What to produce:
Lines from the top of the entries through the line that has "- Parts must" must be duplicated exactly, and no others.

[[ Material provided, beginning ]]

Issue #3357, opened 2026-09-16
Handling messages that exceed maximum character limit


tprudentova:
## Purpose

Allow users to send messages that exceed maximum character length by automatically splitting them into several messages.

## Entry Point

The user types in a message exceeding the maximum character limit and tries to send it.

## Behaviour

- The message is automatically split into several messages.
- Each part contains exactly the maximum number of characters possible, except for the final part.
- No characters should be added, removed, or modified during splitting.
- Messages are sent sequentially, in their original order (first part, second, third etc.).
- The user does not need to manually split the message.

### One part fails to send

- If one part fails, the remaining parts must still be sent according to their sending order.
- The failed part must display the existing message error state with the Retry option.
- Successfully sent parts remain sent and must not be resent automatically.

### Message length equals the limit

- A message exactly at the maximum character limit is sent as a single message.

### Message exceeds the limit by one character

- The message is split into two messages: one containing the maximum number of characters and one containing the remaining character.

## Design

- No new UI or design is required.
- Existing message bubbles and existing message error states are reused.

## Technical requirements

- The maximum character limit must use the existing limit already defined for messages (please, define it in the ticket below).
- Parts must not be sent in parallel if doing so can result in them appearing out of order.
- Existing message sending and error handling should be reused where possible.

## Acceptance Criteria

- [x] A message exceeding the maximum character limit is automatically split into multiple messages.
- [x] Each resulting message contains no more than the maximum allowed number of characters.
- [x] Splitting follows a strict character limit.
- [x] Each part contains the maximum possible number of characters, except the final part.
- [x] No characters are added, removed, or modified during splitting.
- [x] Message parts are sent sequentially in their original order.
- [x] A message exactly at the maximum character limit is sent as one message.
- [x] A message exceeding the limit by one character is split into two messages.
- [x] If one part fails to send, the other parts are still sent according to the sending order.
- [x] A failed part displays the existing message error state.
- [x] Successfully sent parts remain sent and are not resent automatically.
- [x] The failed part retains its original content, includes a Retry button and can be resent.

jbrnzl:
Criteria 7 is in my opinion in contradiction with criteria 10. I did implement the 10th instead, that seems way natural to me

jbrnzl:
> The maximum character limit must use the existing limit already defined for messages (please, define it in the ticket below)

Technically the only constraint is 65k bytes on an event on synapse side.
[...]

PR #3370, opened 2026-09-17
TW-3357: split long messages

### LINKED ISSUE #3031: [BUG] Can not send a message Error in main - Instance of 'minified:Z0'

### Describe the bug

I copied / pasted a big JSON to @jbrnzl , but then, I got the "click to retry to send". And I got this error in my console : "!!!CRITICAL!!! [Matrixl Error in main - Instance of 'minified:Z0'" 

Image

I can't share the json output because there is a lot of Personal informations in it. 

### Pre-Bug State

.

### To Reproduce

.

### Expected results

.

### Context

- Device: chrome
- Server: linagora.com

### Screenshots or Video

<details open>

[Upload media here]

</details>

### Logs

```console
[Paste your logs here]
```

</details>

### Additional information

- Frequency
- Others

jbrnzl:
## Ticket
Implements #3357 
Fixes #3031

## Solution
A text longer than 4096 characters is now split into several messages. Before, it ended as an error bubble with the ability to retry but with the error `"!!!CRITICAL!!! [Matrixl Error in main - Instance of 'minified:Z0'"`. Which is staying without way to fix as it's related to the message size.

image

- `MessageSplitter` cuts the text every 4096 characters. It only cuts between graphemes, so an emoji or an accented letter is never broken. **That is why `characters` becomes a direct dependency**.
- `SendTextMessageInteractor` sends the parts one by one and waits for each one before sending the next, so the order is kept. If a part fails it keeps the existing error state with its "Retry button", and the next parts are still sent. The reply is attached to the first part only. Edits and commands are not split.

**Why 4096 ?**: [EXPLANATION HERE](https://github.com/linagora/twake-on-matrix/issues/3357#issuecomment-5713025989)

## Impact description

- Each part is a normal message: n parts means n notifications, and markdown cut in the middle of a link or a code block renders differently in the two parts
- An edit longer than the limit still fails like before

## Test recommendations

- Send a very long text with emojis and check nothing is broken at the cuts.
- Reply to a message with a long text: only the first part shows the reply.
- Go offline while the parts are being sent: the failed part shows Retry, and retrying only resends that part.

## Demo

https://github.com/user-attachments/assets/e6745558-2601-4171-80c7-647077f90323

## Summary by CodeRabbit

* **New Features**
  * Long text messages are automatically split into sequential messages when they exceed the 4,096-character limit.
  * Splitting preserves emojis, flags, and other combined characters without breaking them.
  * Replies remain attached to the first message segment.
  * Edited messages and recognized commands continue to be sent as a single message.
  * Unrecognized commands are safely handled as plain text when messages are split.


lib/domain/usecase/room/send_text_message_interactor.dart
```diff
@@ -0,0 +1,56 @@
...
+        text,
+        inReplyTo: inReplyTo,
+        editEventId: editEventId,
+        parseCommands: isCommand,
+      );
+      return;
+    }
+
+    final List<String> parts = splitter.split(text);
+    for (final (int index, String part) in parts.indexed) {
```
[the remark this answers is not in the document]
jbrnzl: I think this edge case is OK...I mean who will ever complain about that

lib/domain/usecase/room/send_text_message_interactor.dart
```diff
@@ -0,0 +1,56 @@
...
+        );
+      } on Exception catch (error, stackTrace) {
+        // The part is already in error in the timeline, keep going.
+        Logs().e(
+          'SendTextMessageInteractor::execute(): part '
+          '${index + 1}/${parts.length} failed in room ${room.id}',
+          error,
+          stackTrace,
+        );
+      }
```
nqhhdev, line 47: A second message can be sent while this loop is awaiting each part, so it may appear between parts of a long message. Could sends be serialized per room or the composer disabled until splitting finishes?

Example: the user sends a long message split into parts A, B, and C, then sends “Thanks” before the split finishes. “Thanks” could appear between A and B.

Wdyt? Could you please add a small demo for this case?

lib/domain/services/message_splitter.dart
```diff
@@ -0,0 +1,28 @@
+import 'package:characters/characters.dart';
+
+/// Splits a text into parts of at most [maxLength] UTF-16 code units, cutting
+/// only between grapheme clusters so an emoji is never broken. A grapheme
+/// longer than [maxLength] stays whole in its own part.
+final class MessageSplitter {
```
9clg6, line 6: I don't think it's necessary to have a usecase here, maybe a tool is enough

lib/domain/usecase/room/send_text_message_interactor.dart
```diff
@@ -0,0 +1,56 @@
+import 'package:matrix/matrix.dart';
+import 'package:twake_chat/domain/usecase/room/message_splitter.dart';
+
+/// Sends a composer text, split into several messages when it is longer than
+/// [MessageSplitter.maxLength]. Parts are sent one after the other, the reply
+/// goes on the first one, and a failed part does not stop the next ones.
+/// Edits and commands are never split.
+final class SendTextMessageInteractor {
+  const SendTextMessageInteractor({required this.splitter});
```
9clg6: If you use a tool instead of a interactor, you can free the constructor from his parameter

lib/pages/chat/providers/chat_providers.dart
```diff
@@ -0,0 +1,12 @@
...
+import 'package:twake_chat/domain/usecase/room/message_splitter.dart';
+import 'package:twake_chat/domain/usecase/room/send_text_message_interactor.dart';
+import 'package:riverpod_annotation/riverpod_annotation.dart';
+
+part 'chat_providers.g.dart';
+
+@riverpod
+SendTextMessageInteractor sendTextMessageInteractor(Ref ref) =>
+    const SendTextMessageInteractor(
+      splitter: MessageSplitter(maxLength: AppConfig.maxMessageLength),
```
9clg6: If maxMessageLength is a const maybe it could be more relevant to use the const directly in the tool and not from a parameter

lib/domain/usecase/room/send_text_message_interactor.dart
jbrnzl: Well I agree, I updated to take this scenario into consideration even if it is minor in my opinion. I will not be able to add a demo for this case as it is very specific and difficult to record

lib/domain/usecase/room/send_text_message_interactor.dart
jbrnzl: I moved it out of usecase but I think we should keep the injection, cause it lets me test the interactor with a custom maxLength. I took example on https://github.com/linagora/twake-flutter-guidelines/blob/main/GUIDELINES.md#26-core--standalone-modules

lib/pages/chat/providers/chat_providers.dart
jbrnzl: Same for this one I prefer to keep the param to test it easily

9clg6 (approved):

nqhhdev (approved):

PR #3373, opened 2026-09-17
fix(web): restore asset caching with our own service worker

9clg6:
Restores https://github.com/linagora/twake-on-matrix/pull/3316 after it was reverted in https://github.com/linagora/twake-on-matrix/pull/3372.

cc @Crash-- @jbrnzl @pm-McFly @nqhhdev @9clg6

Same change as #3316: precache via `web/push_sw.js`, manifest generated at build time by `scripts/generate-sw-manifest.py`.

## Summary (from #3316)

- Move precaching into `web/push_sw.js`, alongside the existing Web Push handlers, driven by a path/MD5 manifest generated at build time by `scripts/generate-sw-manifest.py`.
- Stop unregistering service workers on every load in `web/index.html`, and register this one instead.
- Exclude `config.json` from the precache manifest, along with source maps, pre-compressed `.gz` twins and dotfiles.

Open point from #3316: @pm-McFly preferred a bash-generated never-cached manifest over the Python script and artifact injection. That is still unresolved and should be discussed here before merge.


pm-McFly:
@Crash-- I try since yesterday to make the SW work. I have built the Docker image and I am running a local docker compose to validate.

But, it seems that each time I F5 the app, all assets are re-downloaded anyway.

First app boot:

image

After F5 the page:

image

pm-McFly:
Okay after tinkering a bit and checking the browser settings, I see that I only get 304 on reload

image

jbrnzl:
> Okay after tinkering a bit and checking the browser settings, I see that I only get 304 on reload
> 
> image

So that's some good news!!
What you guys @9clg6 @nqhhdev think about the discussion on https://github.com/linagora/twake-on-matrix/pull/3316 ?
What's the simplest option ?

Issue #519, opened 2014-05-06
compatible with rspec 3.0.0 ?


zhu1230:
Shoulda::Matchers::ActiveRecord::AssociationMatcher implements a legacy RSpec matcher
       protocol. For the current protocol you should expose the failure messages
       via the `failure_message` and `failure_message_when_negated` methods.

any idea? thanks

mcmire:
@xl1004v Are you still experiencing issues with 2.8.0?

maurogeorge:
@mcmire I think we can close this.

I double checked and we have defined the alias properly. 
@matiasleidemer replied that got no warning on `2.7.0`
The last reply when this was a problem was 5 months ago.

I think we can close for now, and reopen if we got new reports on it.

mcmire:
@maurogeorge Yeah, that sounds like a good plan. Closing.

mcmire:
I actually need to go back through and remove all the aliases since we're technically just targeting RSpec 3 now.

jankeesvw:
I am seeing this error too.

mcmire:
Which RSpec version and which shoulda-matchers version?

maurogeorge:
@mcmire today what is your idea to the `shoulda-matcher` integration with RSpec 2? Is to [drop support](https://github.com/thoughtbot/shoulda-matchers/issues/519#issuecomment-90161242)? Or [keep the support](https://github.com/thoughtbot/shoulda-matchers/issues/519#issuecomment-42686507)?

I vote for keep support like the [clearence did](https://github.com/thoughtbot/clearance/pull/460).

mcmire:
@maurogeorge In 3.0, we've dropped support for RSpec 2, and no longer support it.

maurogeorge:
@mcmire thanks, I missed this on News.

PR #741, opened 2015-06-26
Drop support to RSpec 2

maurogeorge:
Since on 3.0 we [no more](https://github.com/thoughtbot/shoulda-matchers/issues/519#issuecomment-115524811) [support RSpec 2](https://github.com/thoughtbot/shoulda-matchers/blob/master/NEWS.md#backward-incompatible-changes) I think we can remove the alias that is defined to keep RSpec 2 legacy protocol.

### DIFF
--- a/README.md
+++ b/README.md
@@ -1,6 +1,6 @@
 # Shoulda Matchers [![Gem Version][version-badge]][rubygems] [![Build Status][travis-badge]][travis] ![Downloads][downloads-badge]
 
-Shoulda Matchers provides RSpec- and Minitest-compatible one-liners that test
+Shoulda Matchers provides RSpec 3- and Minitest-compatible one-liners that test
 common Rails functionality. These tests would otherwise be much longer, more
 complex, and error-prone.
 
@@ -97,7 +97,7 @@ interested in the README for 2.8.0 instead.][2.8.0-README]**
 
 ## Installation
 
-### RSpec
+### RSpec 3
 
 Include `shoulda-matchers` in your Gemfile:
 
--- a/lib/shoulda/matchers/action_controller/callback_matcher.rb
+++ b/lib/shoulda/matchers/action_controller/callback_matcher.rb
@@ -169,12 +169,10 @@ module Shoulda
         def failure_message
           "Expected that #{controller_class.name} would have :#{method_name} as a #{kind}_#{callback_type}"
         end
-        alias failure_message_for_should failure_message
 
         def failure_message_when_negated
           "Expected that #{controller_class.name} would not have :#{method_name} as a #{kind}_#{callback_type}"
         end
-        alias failure_message_for_should_not failure_message_when_negated
 
         def description
           "have :#{method_name} as a #{kind}_#{callback_type}"
--- a/lib/shoulda/matchers/action_controller/filter_param_matcher.rb
+++ b/lib/shoulda/matchers/action_controller/filter_param_matcher.rb
@@ -38,12 +38,10 @@ module Shoulda
         def failure_message
           "Expected #{@key} to be filtered; filtered keys: #{filtered_keys.join(', ')}"
         end
-        alias failure_message_for_should failure_message
 
         def failure_message_when_negated
           "Did not expect #{@key} to be filtered"
         end
-        alias failure_message_for_should_not failure_message_when_negated
 
         def description
           "filter #{@key}"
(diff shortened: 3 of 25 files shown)


README.md
```diff
@@ -1,6 +1,6 @@
 # Shoulda Matchers [![Gem Version][version-badge]][rubygems] [![Build Status][travis-badge]][travis] ![Downloads][downloads-badge]
 
-Shoulda Matchers provides RSpec- and Minitest-compatible one-liners that test
+Shoulda Matchers provides RSpec 3- and Minitest-compatible one-liners that test
```
mcmire: You can drop the `-` here.

mcmire:
Okay, but I've also announced:

> This doesn't mean that the gem will stop working immediately

I think my intention was to drop support now, give people time to switch over completely, and then completely drop compatibility at some point in the future.

I suppose that it seems inconsistent that 3.0 drops compatibility for Rails 3, except that Rails 5 is around the corner. Do you think that more people use RSpec 2 vs. Rails 3?

maurogeorge:
My concern is that we are following Semantic Versioning so I think this is the point to we break things. 

> This doesn't mean that the gem will stop working immediately, but we won't accept any pull requests to fix any compatibility issues, so you're encouraged to upgrade.

I imagine a case when shoulda-matchers 3.0 works on RSpec 2 and Rails 3 but shoulda-matchers 3.4 for example does not work, and since we are not accepting PRs to fix this, maybe sound like a problem.

[MAJOR is when we make incompatible API changes (drop support to RSpec 2 and Rails 3)](http://semver.org/), as a user I expect broken things on 3.0 and not on 3.4 since we are following Semantic Version.

My concern is to 3.0 and so on gave the false feeling of support and users start got some strange errors, if we are dropping the support I think it is better to make this explicit.

Makes sense to you?

mcmire:
Okay, let me think through this. So far in order for someone to start using 3.0 right away, they will have to:

* Upgrade to Ruby 2.0.0
* Upgrade to Rails 4
* Add a configuration block to their `rails_helper`
* Potentially fix any tests that involve `should_not allow_value`
* Potentially fix any tests that involve `validate_uniqueness_of`
* Use `validate_length_of` etc. instead of `ensure_length_of`
* Rename `set_the_flash` to `set_flash`
* Potentially fix any tests that involve `set_flash` or `set_session`
* Upgrade to RSpec 3?

I guess since upgrading the Rails version is a pretty big step, we probably won't see people upgrading right away. Instead, new downloads will probably come from people using the gem on a fresh project. In that case, they'd probably be using RSpec 3 and not 2.

So... alright. This is fine. If we're doing this, should we also drop support for Minitest 4?

To your point about dispelling confusion around what we do and don't support, this makes me think that we need to add a Compatibility section to the README:

> Shoulda Matchers is tested and supported against Rails 4.x, RSpec 3.x, Minitest 5, and Ruby 2.x.

maurogeorge:
I think the following has reached ended of support:

- [Rails 3.2 is not supported by the core team](http://guides.rubyonrails.org/maintenance_policy.html)
- [Ruby version 1.9.3 ended life](https://www.ruby-lang.org/en/news/2014/01/10/ruby-1-9-3-will-end-on-2015/)
- [I don't find any docs saying that RSpec 2 do not receive any maintenance, but the last 2.X version was 2.99.0 - June 1, 2014](https://rubygems.org/gems/rspec/versions)
- [I don't find any docs saying that Minitest 4 do not receive any maintenance, but the last 4.X version was  4.7.5 - June 22, 2013](https://rubygems.org/gems/minitest/versions)

If I am not wrong, Rails dropped the support to Minitest 4 too, [ActiveSupport has dependency of Minitest 5](https://rubygems.org/gems/activesupport/versions/4.2.3).

So yes I think we can drop minitest 4. I see [you already have a branch that does that](https://github.com/thoughtbot/shoulda-matchers/compare/ew-remove-minitest-4).

I agree with you the Compatibility section to the README makes lot of sense.
Just to check, today we test Rails and Ruby using travis/appraisals. Our specs are using RSpec 3 and Minitest 5 is tested via acceptance tests. We cover by tests, all lib and versions that we support, right?

Makes sense add a Maintenance policy like rails  does? I mean, I think after the release of the 3.0, we will have only 3.x versions right? Not a 2.x even for bugfixes right? So I think this can be explicit.

mcmire:
Okay, this is merged as 32c0e62596b87e37a301f87bbe21cfcc77750552.

I added a Compatibility section in 6f5ee70a2c4e01ae06841dfa2b733b0ecf091295.

maurogeorge:
Thanks for the merge.

mcmire:
@maurogeorge I just opened a PR for dropping Minitest 4, what do you think? #782

PR #746, opened 2015-07-01
Require DoubleSpeak from DelegateMethodMatcher

jc00ke:
This makes it possible to require 'shoulda/matchers/independent' from
within a spec_helper file without 1) requiring all of Shoulda and 2)
also requiring DoubleSpeak, which is a dependency that should already
be handled.

### DIFF
--- a/lib/shoulda/matchers/independent/delegate_method_matcher.rb
+++ b/lib/shoulda/matchers/independent/delegate_method_matcher.rb
@@ -1,3 +1,5 @@
+require 'shoulda/matchers/doublespeak'
+
 module Shoulda
   module Matchers
     module Independent


mcmire:
I'm not sure why this is failing off the bat. It seems like a Travis-specific error or something...

mcmire:
I just attempted to write a test for this -- how are you using Shoulda::Matchers::Independent? Do you have something like this in your spec_helper?

``` ruby
require 'shoulda/matchers/independent'

RSpec.configure do |config|
  config.include(Shoulda::Matchers::Independent)
end
```

jc00ke:
Honestly, I don't remember, and I can't seem to find my work (on an old laptop). Sorry I'm not of more help at the moment.

mcmire:
Okay, no worries. I'll add a test for it anyway.

Issue #749, opened 2015-07-03
Support for allow_nil option to delegate_method matcher.


alejandrogutierrez:
Hi everyone! I would like to add support for allow_nil option to delegate_method matcher.
```ruby
it { should delegate_method(:deliver).to(:post_office).allow_nil(true) }
```
What do you think?

maurogeorge:
Hi @alejandrogutierrez I like the idea :+1: 

Just a note, I think it is better to not pass a param to `allow_nil`, but something like:

```ruby
it { should delegate_method(:deliver).to(:post_office).allow_nil }
```

Take a look [here](https://github.com/thoughtbot/shoulda-matchers/pull/722) where this was discussed.

I guess I never worked on this matcher code, but as you can see [here](https://github.com/thoughtbot/shoulda-matchers/blob/master/lib/shoulda/matchers/independent/delegate_method_matcher.rb) the matcher works with different kinds of delegation([Fowardable](http://ruby-doc.org/stdlib-2.0.0/libdoc/forwardable/rdoc/Forwardable.html), [delegate](http://api.rubyonrails.org/classes/Module.html#method-i-delegate) and methods) so I think we will need to handle this across all delegation and not only on the `delegate` from Rails. Makes sense to you?

Could you please send a PR?

alejandrogutierrez:
Yes, it makes sense!
I will work on this and will send a PR as soon as possible.
Thanks!

mcmire:
Closing in favor of #751.

PR #751, opened 2015-07-03
Adding support to allow_nil option for delegate_method matcher

alejandrodevs:
Hi everyone! I would like to add support for allow_nil option to delegate_method matcher.

``` ruby
it { should delegate_method(:deliver).to(:post_office).allow_nil }
```

I update rspec-rails version in Appraisals file in order to get some new matchers.


alejandrogutierrez:
PR was updated! :dancer:

spec/unit_spec_helper.rb
```diff
@@ -55,6 +56,7 @@
   UnitTests::ColumnTypeHelpers.configure_example_group(config)
 
   config.include UnitTests::Matchers
+  config.include RSpec::Matchers::FailMatchers
```
maurogeorge: I didn't know about this [matchers](http://www.rubydoc.info/github/rspec/rspec-expectations/RSpec/Matchers/FailMatchers) :star: 

I think we can drop our [custom](https://github.com/thoughtbot/shoulda-matchers/blob/master/spec/support/unit/matchers/fail_with_message_matcher.rb) [matchers](https://github.com/thoughtbot/shoulda-matchers/blob/master/spec/support/unit/matchers/fail_with_message_including_matcher.rb) and use this provided by RSpec at some point.

alejandrogutierrez: Yes, I think it would be better. :+1:

Appraisals
```diff
@@ -1,7 +1,7 @@
 ruby_version = Gem::Version.new(RUBY_VERSION + '')
 
 shared_dependencies = proc do
-  gem 'rspec-rails', '>= 3.2.0', '< 4'
+  gem 'rspec-rails', '>= 3.3.0', '< 4'
```
mcmire: Mind rebasing and extracting this change as well as the changes to Gemfile and Gemfile.lock to a separate commit?

lib/shoulda/matchers/independent/delegate_method_matcher.rb
```diff
@@ -327,8 +338,21 @@ def ensure_delegate_object_has_been_specified!
           end
         end
 
+        def subject_delegates_to_nil_delegate_object_correctly?
+          return true unless delegate_object_is_nil_allowed
```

[[ Material provided, end ]]

Completed exercise:
Issue #3357, opened 2026-09-16
Handling messages that exceed maximum character limit


tprudentova:
## Purpose

Allow users to send messages that exceed maximum character length by automatically splitting them into several messages.

## Entry Point

The user types in a message exceeding the maximum character limit and tries to send it.

## Behaviour

- The message is automatically split into several messages.
- Each part contains exactly the maximum number of characters possible, except for the final part.
- No characters should be added, removed, or modified during splitting.
- Messages are sent sequentially, in their original order (first part, second, third etc.).
- The user does not need to manually split the message.

### One part fails to send

- If one part fails, the remaining parts must still be sent according to their sending order.
- The failed part must display the existing message error state with the Retry option.
- Successfully sent parts remain sent and must not be resent automatically.

### Message length equals the limit

- A message exactly at the maximum character limit is sent as a single message.

### Message exceeds the limit by one character

- The message is split into two messages: one containing the maximum number of characters and one containing the remaining character.

## Design

- No new UI or design is required.
- Existing message bubbles and existing message error states are reused.

## Technical requirements

- The maximum character limit must use the existing limit already defined for messages (please, define it in the ticket below).
- Parts must not be sent in parallel if doing so can result in them appearing out of order.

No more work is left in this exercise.